__Entries supplied__
──────────────────────────────
PR #1669, opened 2025-03-18
Speedup rpc txpool bridge cleanup process

andr-dev:
Previously, every cleanup interval, the txpool task would iterate through the entire tx status map and remove old entries. With high sustained TPS, the size of this map would grow significantly leading to slow iteration times, measured on stressnet between 20-80ms at 4k TPS. Instead, we can push each hash and the current timestamp onto a queue and periodically check the front of the queue, resulting in 1-5us cleanups at 4k TPS as measured on stressnet.

This cleanup process is currently run on the same tokio task that submits txs to monad-bft and thus contributes to "txpool not responding" errors due to the introduced delay. This change, when tested on stressnet, allowed for higher TPS while producing the same number of "txpool not responding" errors as without this change.

### DIFF
--- a/monad-rpc/src/txpool/state.rs
+++ b/monad-rpc/src/txpool/state.rs
@@ -1,12 +1,12 @@
 use std::{
-    collections::{HashMap, HashSet},
+    collections::{HashMap, HashSet, VecDeque},
     sync::Arc,
     time::Duration,
 };
 
 use alloy_consensus::TxEnvelope;
 use alloy_primitives::{Address, TxHash};
-use dashmap::DashMap;
+use dashmap::{DashMap, Entry};
 use monad_eth_txpool_types::{EthTxPoolEvent, EthTxPoolSnapshot};
 use tokio::time::Instant;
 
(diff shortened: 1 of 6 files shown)


monad-rpc/src/txpool/state.rs
```diff
@@ -6,16 +6,19 @@ use std::{
 
 use alloy_consensus::TxEnvelope;
 use alloy_primitives::{Address, TxHash};
-use dashmap::DashMap;
+use dashmap::{DashMap, Entry};
 use monad_eth_txpool_types::{
     EthTxPoolDropReason, EthTxPoolEvent, EthTxPoolEvictReason, EthTxPoolSnapshot,
 };
+use scc::Queue;
```
ariqchowdhury: isn't everything synchronous right now? do we need this?

andr-dev: The `EthTxPoolBridgeState` struct is currently shared as part of the web server state, but technically only one thread is accessing that queue / writing to the dashmaps. I'm now convinced the right approach here is to separate the bridge state into two, one being the "write" side which is the tokio task that polls the bridge and manages txs and another being the "read" side which gets added to web server state. This means we won't need scc and the queue will just be a `VecDeque`. I'll start working on these changes, feel free to drop any objections/further questions down below. Thanks for helping me think more critically about this :)

andr-dev: Changes are complete and ready in https://github.com/category-labs/monad-bft/pull/1698!

monad-rpc/src/txpool/state.rs
```diff
@@ -93,61 +87,86 @@ impl EthTxPoolBridgeState {
...
+        &self,
+        eviction_queue: &mut EthTxPoolBridgeEvictionQueue,
+        tx: &TxEnvelope,
+    ) {
         let hash = tx.tx_hash();
-        self.status
-            .entry(*hash)
-            .insert(TxStatusEntry::new(TxStatus::Unknown, Instant::now()));
+        self.status.entry(*hash).insert(TxStatus::Unknown);
+        eviction_queue.push_back((Instant::now(), *hash));
```
dshulyak, line 97: what is the desired behavior if tx already exists in the mempool?
i would expect mempool to evict it based on the last seen timestamp

andr-dev:
> just curious, what is the root cause of "txpool not responding" errors? just mempool not fast enough to process some txs in 200ms (20ms x 10) ? seems like doing cleanup in a separate task will make processing latency more predictable

There's a multitude of things going on. The primary issue is that, since the txpool is running sequentially on the main BFT thread, whenever BFT receives a proposal and attempts to verify it, it makes a bunch of triedb lookups which from my observations can take up to 150ms and scale with TPS/unique senders per block. This means the txpool can't make progress in processing transactions and can lead to txpool not responding errors. In fact, anything else that blocks the main thread will cause this, but most other things aren't slow enough to block the txpool for a significant amount of time like handling a proposal. I am actively working on moving the txpool to a separate thread to alleviate this issue.

Although this is the primary cause of the not responding errors, the bridge cleanup process is a secondary cause of lesser extent, as the previous version took a significant amount of time and would compound ontop of the inline BFT txpool issue outlined above. So yes, removing this slow process will make the latency significantly more predictable.

monad-rpc/src/txpool/state.rs
andr-dev: This is actually a great point we should debate here. With the current implementation, we'll set the status from whatever it is now back to `Unknown` and wait for the txpool to give us an updated status response.

Now that you mentioned this and made me think more, I think we shouldn't do that because if the tx is committed the txpool will return an error for the second tx because the nonce will be too low which is undesirable.

dshulyak: i was referring to eviction policy. i think code in this change will evict based on the first seen timestamp. e.g if tx was added several times to the pool there will be earlier timestamp on the front of the queue and then one somewhere later. and if earlier timestamp crosses TX_EVICT_DURATION_SECONDS we will delete data from map regardless of the latter timestamp

it seems first seen policy will make it harder for rpc client to prevent eviction. with last seen policy rpc client would be able to retry submission approx every TX_EVICT_DURATION_SECONDS and it will guarantee that tx is kept

andr-dev: Agreed, for context I went with the first seen policy simply because it's a cleaner solution and doesn't add too much complexity. That being said, the case where first seen policy is possibly undesirable could be considered "bad" client behavior, so I'm not sure whether it's really worth it to change it. If we do want to, it's definitely possible and would likely have a minimal performance hit.

dshulyak: i don't have strong opinion. i personally would use last seen for the reasons described. i think before this change it was using last seen as well, but hard to tell if it was deliberate choice

PR #1675, opened 2025-03-21
Implement periodic pings to calculate network latency

mikety:
Based on Max PR: https://github.com/category-labs/monad-bft/pull/1231.
It adds network latency measurement with added ping/pong message types between pairs of nodes. 

This is the 1st PR out of the 3 PRs implementing clock adjustment:
the other 2 are:
"Use OS time directly for block timestamp" : https://github.com/category-labs/monad-bft/pull/1777
"Use proposal latency to compute timestamp adjustment" : https://github.com/category-labs/monad-bft/pull/1685

### DIFF
--- a/monad-consensus-state/src/lib.rs
+++ b/monad-consensus-state/src/lib.rs
@@ -160,7 +160,7 @@ where
     /// Policy for validating incoming proposals
     pub block_validator: &'a BVT,
     /// Track local timestamp and validate proposal timestamps
-    pub block_timestamp: &'a BlockTimestamp,
+    pub block_timestamp: &'a mut BlockTimestamp<SCT::NodeIdPubKey>,
 
     /// Destination address for proposal payments
     pub beneficiary: &'a [u8; 20],
@@ -565,14 +565,29 @@ where
         // where timestamp validation is done, in block_policy right now.
         // block_policy doesn't have visibility on whether current round is
         // bumped. Deferring the move
+
         /*
-        if let Some(ts_delta) = self
-            .block_timestamp
-            .valid_block_timestamp(block.get_qc().get_timestamp(), block.get_timestamp())
-        {
-            // only update timestamp if the block advanced us our round
-            if block_round > original_round {
-                cmds.push(ConsensusCommand::TimestampUpdate(ts_delta));
+        if let Some(parent_timestamp) = self
+            .consensus
+            .blocktree()
+            .get_timestamp_of_qc(block.get_qc()) {
+
+            if let Ok(Some(ts_delta)) = self.block_timestamp.valid_block_timestamp(
+                parent_timestamp,
+                block.get_timestamp(),
+                self.config
+                        .chain_config
+                        .get_chain_revision(round)
+                        .chain_params()
+                        .vote_pace
+                        .as_nanos(),
+                &author,
+            ) {
+                // only update timestamp if the block advanced us our round
+                if block_round > original_round {
+                    info!(?ts_delta, "update timestamp");
+                    cmds.push(ConsensusCommand::TimestampUpdate(ts_delta));
+                }
             }
         }
         */
@@ -863,6 +878,9 @@ where
             message: ProtocolMessage::Vote(vote_msg),
         }
         .sign(self.keypair);
+        if next_leader != *self.nodeid {
+            self.block_timestamp.vote_sent(round);
+        }
         let send_cmd = ConsensusCommand::Publish {
             target: RouterTarget::PointToPoint(next_leader),
             message: msg,
@@ -1212,8 +1230,9 @@ where
                     .chain_params()
                     .vote_pace
                     .as_nanos(),
+                validated_block.get_author(),
             )
-            .is_none()
+            .is_err()
         {
             self.metrics.consensus_events.failed_ts_validation += 1;
             warn!(
@@ -1619,6 +1638,7 @@ mod test {
         quorum_certificate::QuorumCertificate,
         signature_collection::{SignatureCollection, SignatureCollectionKeyPairType},
         timeout::Timeout,
+        validator_data,
         voting::{ValidatorMapping, Vote},
     };
     use monad_crypto::{
@@ -1642,7 +1662,7 @@ mod test {
     };
     use monad_types::{
         BlockId, Epoch, ExecutionProtocol, MockableFinalizedHeader, MockableProposedHeader, NodeId,
-        Round, RouterTarget, SeqNum, Stake, GENESIS_SEQ_NUM,
+        PingSequence, Round, RouterTarget, SeqNum, Stake, GENESIS_SEQ_NUM,
     };
     use monad_validator::{
         epoch_manager::EpochManager,
@@ -1655,8 +1675,9 @@ mod test {
     use tracing_test::traced_test;
 
     use crate::{
-        timestamp::BlockTimestamp, ConsensusCommand, ConsensusConfig, ConsensusState,
-        ConsensusStateWrapper, OutgoingVoteStatus,
+        timestamp::{BlockTimestamp, PING_PERIOD_SEC},
+        ConsensusCommand, ConsensusConfig, ConsensusState, ConsensusStateWrapper,
+        OutgoingVoteStatus,
     };
 
     const BASE_FEE: u128 = BASE_FEE_PER_GAS as u128;
@@ -1701,7 +1722,7 @@ mod test {
         block_validator: BVT,
         block_policy: BPT,
         state_backend: SBT,
-        block_timestamp: BlockTimestamp,
+        block_timestamp: BlockTimestamp<SCT::NodeIdPubKey>,
         beneficiary: [u8; 20],
         nodeid: NodeId<CertificateSignaturePubKey<ST>>,
         consensus_config: ConsensusConfig<MockChainConfig, MockChainRevision>,
@@ -2451,6 +2472,10 @@ mod test {
             || EthValidator::new(0),
             execution_delay,
         );
+        for ctx in &mut ctx {
+            ctx.wrapped_state().block_timestamp.update_time(1000);
+        }
+
         let mut wrapped_state = ctx[0].wrapped_state();
 
         // our initial starting logic has consensus in round 1 so the first proposal does not
@@ -2461,6 +2486,50 @@ mod test {
 
         let p2 = env.next_proposal_empty();
         let (author, _, verified_message) = p2.destructure();
+
+        let val_set = wrapped_state
+            .val_epoch_map
+            .get_val_set(
+                &wrapped_state
+                    .epoch_manager
+                    .get_epoch(verified_message.block_header.round)
+                    .unwrap(),
+            )
+            .unwrap();
+        let val_data = val_set
+            .get_members()
+            .iter()
+            .map(
+                |(node_id, stake)| validator_data::ValidatorData::<SignatureCollectionType> {
+                    node_id: *node_id,
+                    stake: *stake,
+                    cert_pubkey: node_id.pubkey(),
+                },
+            )
+            .collect::<Vec<_>>();
+
+        let epoch = wrapped_state
+            .epoch_manager
+            .get_epoch(verified_message.block_header.round)
+            .unwrap();
+
+        let vals = validator_data::ValidatorSetDataWithEpoch::<SignatureCollectionType> {
+            validators: validator_data::ValidatorSetData::<SignatureCollectionType>(val_data),
+            epoch,
+        };
+        wrapped_state
+            .block_timestamp
+            .update_validators(&vals, wrapped_state.nodeid);
+
+        for _ in 0..PING_PERIOD_SEC {
+            wrapped_state.block_timestamp.tick();
+        }
+        for val in val_set.get_members().keys() {
+            wrapped_state
+                .block_timestamp
+                .pong_received(*val, PingSequence(1));
+        }
+        wrapped_state.block_timestamp.vote_sent(Round(1));
         let cmds = wrapped_state.handle_proposal_message(author, verified_message.clone());
         assert!(find_timestamp_update_cmd(&cmds).is_some());
 
@@ -2475,7 +2544,10 @@ mod test {
         let p7 = env.next_proposal_empty();
         let (author, _, verified_message) = p7.destructure();
         let cmds = wrapped_state.handle_proposal_message(author, verified_message);
-        assert!(find_timestamp_update_cmd(&cmds).is_some());
+        assert!(
+            find_timestamp_update_cmd(&cmds).is_none(),
+            "no timestamp adjustment because did not vote previous round"
+        );
     }
 
     #[test]
--- a/monad-consensus-state/src/timestamp.rs
+++ b/monad-consensus-state/src/timestamp.rs
@@ -1,24 +1,253 @@
-use monad_consensus_types::quorum_certificate::{
-    TimestampAdjustment, TimestampAdjustmentDirection,
+use std::{
+    collections::{BTreeMap, BTreeSet},
+    hash::{DefaultHasher, Hash, Hasher},
+    time::{Duration, Instant},
 };
 
+use monad_consensus_types::{
+    quorum_certificate::{TimestampAdjustment, TimestampAdjustmentDirection},
+    signature_collection::SignatureCollection,
+    validator_data::ValidatorSetDataWithEpoch,
+};
+use monad_crypto::certificate_signature::PubKey;
+use monad_types::{Epoch, NodeId, PingSequence, Round};
+use tracing::debug;
+
+const MAX_LATENCY_SAMPLES: usize = 100;
+
+pub const PING_PERIOD_SEC: usize = 30;
+
+pub const PING_TICK_DURATION: Duration = Duration::from_secs(1);
+
+#[derive(Clone, Copy, Debug, Eq, PartialEq)]
+pub enum Error {
+    Invalid,     // timestamp did not increment compared to previous block
+    OutOfBounds, // timestamp is out of bounds compared to local time
+}
+
+#[derive(Debug, Clone)]
+struct RunningAverage {
+    sum: Duration,
+    max_samples: usize,
+    samples: Vec<Duration>,
+    avg: Option<Duration>,
+    next_index: usize,
+}
+
+impl RunningAverage {
+    pub fn new(max_samples: usize) -> Self {
+        assert!(max_samples > 0);
+        Self {
+            sum: Default::default(),
+            max_samples,
+            samples: Vec::new(),
+            avg: None,
+            next_index: 0,
+        }
+    }
+
+    pub fn add_sample(&mut self, sample: Duration) {
+        if self.samples.len() == self.max_samples {
+            self.sum -= self.samples[self.next_index];
+            self.samples[self.next_index] = sample;
+            self.next_index = (self.next_index + 1) % self.max_samples;
+        } else {
+            self.samples.push(sample);
+        }
+        self.sum += sample;
+        self.avg = Some(self.sum / self.samples.len() as u32);
+    }
+
+    pub fn get_avg(&self) -> Option<Duration> {
+        self.avg
+    }
+}
+
+/// Ping state per validator
+#[derive(Debug, Clone)]
+pub struct ValidatorPingState {
+    sequence: PingSequence,       // sequence number of the last ping sent
+    ping_latency: RunningAverage, // average latency of the last pings
+    last_ping_time: Instant,      // time of the last ping sent
+}
+
+impl Default for ValidatorPingState {
+    fn default() -> Self {
+        let now = Instant::now();
+        Self {
+            sequence: PingSequence(0),
+            ping_latency: RunningAverage::new(MAX_LATENCY_SAMPLES),
+            last_ping_time: now,
+        }
+    }
+}
+
+impl ValidatorPingState {
+    pub fn new() -> Self {
+        Self::default()
+    }
+    // initiate a new ping
+    pub fn start_next(&mut self) -> PingSequence {
+        self.sequence.0 = self.sequence.0.wrapping_add(1);
+        self.last_ping_time = Instant::now();
+        self.sequence
+    }
+
+    pub fn pong_received(&mut self, sequence: PingSequence) -> Option<Duration> {
+        if sequence != self.sequence {
+            return None;
+        }
+        // estimate latency as half the round trip time
+        let elapsed = self.last_ping_time.elapsed() / 2;
+        self.update_latency(elapsed);
+        Some(elapsed)
+    }
+
+    pub fn avg_latency(&self) -> Option<Duration> {
+        self.ping_latency.get_avg()
+    }
+
+    fn update_latency(&mut self, latency: Duration) {
+        self.ping_latency.add_sample(latency);
+    }
+}
+
+#[derive(Debug, Clone)]
+struct PingState<P: PubKey> {
+    current_epoch: Epoch,
+    epoch_validators: BTreeMap<Epoch, Vec<NodeId<P>>>,
+    validators: BTreeMap<NodeId<P>, ValidatorPingState>, // a union of the current and the next epoch validator sets
+    schedule: Box<[Vec<NodeId<P>>; PING_PERIOD_SEC]>,    // schedule of validators to ping
+    tick: usize,                                         // current tick index into schedule
+}
+
+impl<P: PubKey> PingState<P> {
+    pub fn new() -> Self {
+        Self {
+            current_epoch: Epoch(0),
+            epoch_validators: BTreeMap::new(),
+            validators: BTreeMap::new(),
+            schedule: Box::new([const { Vec::new() }; PING_PERIOD_SEC]),
+            tick: 0,
+        }
+    }
+
+    pub fn pong_received(&mut self, node_id: NodeId<P>, sequence: PingSequence) {
+        if let Some(validator_state) = self.validators.get_mut(&node_id) {
+            if let Some(elapsed) = validator_state.pong_received(sequence) {
+                debug!(?node_id, elapsed_ms = ?elapsed.as_millis(), avg_latency_ms = ?validator_state.avg_latency().unwrap_or_default().as_millis(), "ping latency");
+            }
+        }
+    }
+
+    fn update_validators<SCT>(
+        &mut self,
+        val_set: &ValidatorSetDataWithEpoch<SCT>,
+        my_node: &NodeId<P>,
+    ) where
+        SCT: SignatureCollection<NodeIdPubKey = P>,
+    {
+        match self.epoch_validators.entry(val_set.epoch) {
+            std::collections::btree_map::Entry::Vacant(entry) => {
+                entry.insert(
+                    val_set
+                        .validators
+                        .0
+                        .iter()
+                        .filter(|v| v.node_id != *my_node)
+                        .map(|v| v.node_id)
+                        .collect(),
+                );
+            }
+            std::collections::btree_map::Entry::Occupied(entry) => {
+                let val_set: Vec<_> = val_set
+                    .validators
+                    .0
+                    .iter()
+                    .filter(|v| v.node_id != *my_node)
+                    .map(|v| v.node_id)
+                    .collect();
+                assert_eq!(
+                    (*entry.get()).iter().copied().collect::<BTreeSet<_>>(),
+                    val_set.iter().copied().collect::<BTreeSet<_>>(),
+                    "Validators update is not matching existing for the same epoch"
+                )
+            }
+        }
+    }
+
+    fn compute_schedule(&mut self) {
+        let active_validators = self
+            .epoch_validators
+            .iter()
+            .filter(|entry| {
+                *entry.0 == self.current_epoch || *entry.0 == self.current_epoch + Epoch(1)
+            })
+            .flat_map(|entry| entry.1)
+            .cloned()
+            .collect::<BTreeSet<NodeId<P>>>();
+
+        self.validators
+            .retain(|node_id, _| active_validators.contains(node_id));
+
+        for s in self.schedule.iter_mut() {
+            s.clear();
+        }
+
+        // TODO: reimplement shuffling with rand.
+        for validator in active_validators.iter() {
+            self.validators.entry(*validator).or_default();
+            let mut hasher = DefaultHasher::new();
+            validator.hash(&mut hasher);
+            let idx = (hasher.finish() as usize) % self.schedule.len();
+            self.schedule[idx].push(*validator);
+        }
+    }
+
+    // returns list of nodes to send pings to on this tick
+    fn tick(&mut self) -> Vec<(NodeId<P>, PingSequence)> {
+        let mut pings = Vec::new();
+        for node_id in self.schedule[self.tick].iter() {
+            let validator_state = self.validators.get_mut(node_id).unwrap();
+            let sequence = validator_state.start_next();
+            pings.push((*node_id, sequence));
+        }
+        self.tick = (self.tick + 1) % self.schedule.len();
+        pings
+    }
+
+    fn get_latency(&self, node_id: &NodeId<P>) -> Option<Duration> {
+        self.validators.get(node_id).and_then(|v| v.avg_latency())
+    }
+}
+
 #[derive(Debug)]
-pub struct BlockTimestamp {
+struct SentVote {
+    round: Round,
+    timestamp: Instant,
+}
+#[derive(Debug)]
+pub struct BlockTimestamp<P: PubKey> {
     local_time_ns: u128,
 
     max_delta_ns: u128,
 
-    /// TODO: this needs an upper-bound
-    latency_estimate_ns: u128,
+    ping_state: PingState<P>,
+
+    last_sent_vote: Option<SentVote>, // last voted round and timestamp
+
+    default_latency_estimate_ns: u128,
 }
 
-impl BlockTimestamp {
-    pub fn new(max_delta_ns: u128, latency_estimate_ns: u128) -> Self {
-        assert!(latency_estimate_ns > 0);
+impl<P: PubKey> BlockTimestamp<P> {
+    pub fn new(max_delta_ns: u128, default_latency_estimate_ns: u128) -> Self {
+        assert!(default_latency_estimate_ns > 0);
         Self {
             local_time_ns: 0,
             max_delta_ns,
-            latency_estimate_ns,
+            default_latency_estimate_ns,
+            ping_state: PingState::new(),
+            last_sent_vote: None,
         }
     }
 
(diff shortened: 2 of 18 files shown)


monad-consensus-state/src/timestamp.rs
```diff
@@ -1,24 +1,258 @@
...
+    signature_collection::SignatureCollection,
+    validator_data::ValidatorData,
+};
+use monad_crypto::certificate_signature::PubKey;
+use monad_types::{NodeId, PingSequence, Round};
+use tracing::info;
+
+const MAX_LATENCY_SAMPLES: usize = 100;
+
+const PING_PERIOD: Duration = Duration::from_secs(30);
```
andr-dev: Let's change this constant to be `PING_PERIOD_SECS: u64` and then instantiate Durations when we want a duration rather than calling `to_secs()` on a `Duration` which is technically imprecise.

monad-consensus-state/src/timestamp.rs
```diff
@@ -1,24 +1,258 @@
...
+        self.sequence
+    }
+
+    pub fn pong_received(&mut self, sequence: PingSequence) {
+        if sequence != self.sequence {
+            return;
+        }
+        // estimate latency as half the round trip time
+        self.update_latency(self.last_ping_time.elapsed() / 2);
+        info!("ping latency {:?}", self.ping_latency.get_avg());
```
andr-dev: We should move this log to `debug`. Also, can we do something like
```rust
info!(
    latency = self.ping_latency.get_avg(),
    "ping latency"
)
```
This way, it'll be a separate field in the log json so if we ever do any analysis on latencies it's easier to read in.

monad-consensus-state/src/timestamp.rs
```diff
@@ -1,24 +1,258 @@
...
+    }
+
+    pub fn avg_latency(&self) -> Option<Duration> {
+        self.ping_latency.get_avg()
+    }
+
+    fn update_latency(&mut self, latency: Duration) {
```
andr-dev, line 110: This function is only called in `pong_received`, let's inline it there.

monad-consensus-state/src/timestamp.rs
```diff
@@ -1,24 +1,258 @@
...
+        self.ping_latency.add_sample(latency);
+    }
+}
+
+#[derive(Debug)]
+struct PingState<P: PubKey> {
+    validators: HashMap<NodeId<P>, ValidatorPingState>, // ping state per validator
+    schedule: Vec<Vec<NodeId<P>>>, // schedule of validators to ping, length is period
```
andr-dev: If we change `PING_PERIOD` to `PING_PERIOD_SECS` as mentioned above, we can make this
```rust
schedule: [Vec<NodeId<P>>; PING_PERIOD_SECS]
```
That way, it's clear that the length of schedule never changes.

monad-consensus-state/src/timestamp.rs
──────────────────────────────
Take the lines above from the one containing "Now that you" down to the one containing "Based on Max", and transcribe them exactly, both ends included.

__Your response__
Now that you mentioned this and made me think more, I think we shouldn't do that because if the tx is committed the txpool will return an error for the second tx because the nonce will be too low which is undesirable.

dshulyak: i was referring to eviction policy. i think code in this change will evict based on the first seen timestamp. e.g if tx was added several times to the pool there will be earlier timestamp on the front of the queue and then one somewhere later. and if earlier timestamp crosses TX_EVICT_DURATION_SECONDS we will delete data from map regardless of the latter timestamp

it seems first seen policy will make it harder for rpc client to prevent eviction. with last seen policy rpc client would be able to retry submission approx every TX_EVICT_DURATION_SECONDS and it will guarantee that tx is kept

andr-dev: Agreed, for context I went with the first seen policy simply because it's a cleaner solution and doesn't add too much complexity. That being said, the case where first seen policy is possibly undesirable could be considered "bad" client behavior, so I'm not sure whether it's really worth it to change it. If we do want to, it's definitely possible and would likely have a minimal performance hit.

dshulyak: i don't have strong opinion. i personally would use last seen for the reasons described. i think before this change it was using last seen as well, but hard to tell if it was deliberate choice

PR #1675, opened 2025-03-21
Implement periodic pings to calculate network latency

mikety:
Based on Max PR: https://github.com/category-labs/monad-bft/pull/1231.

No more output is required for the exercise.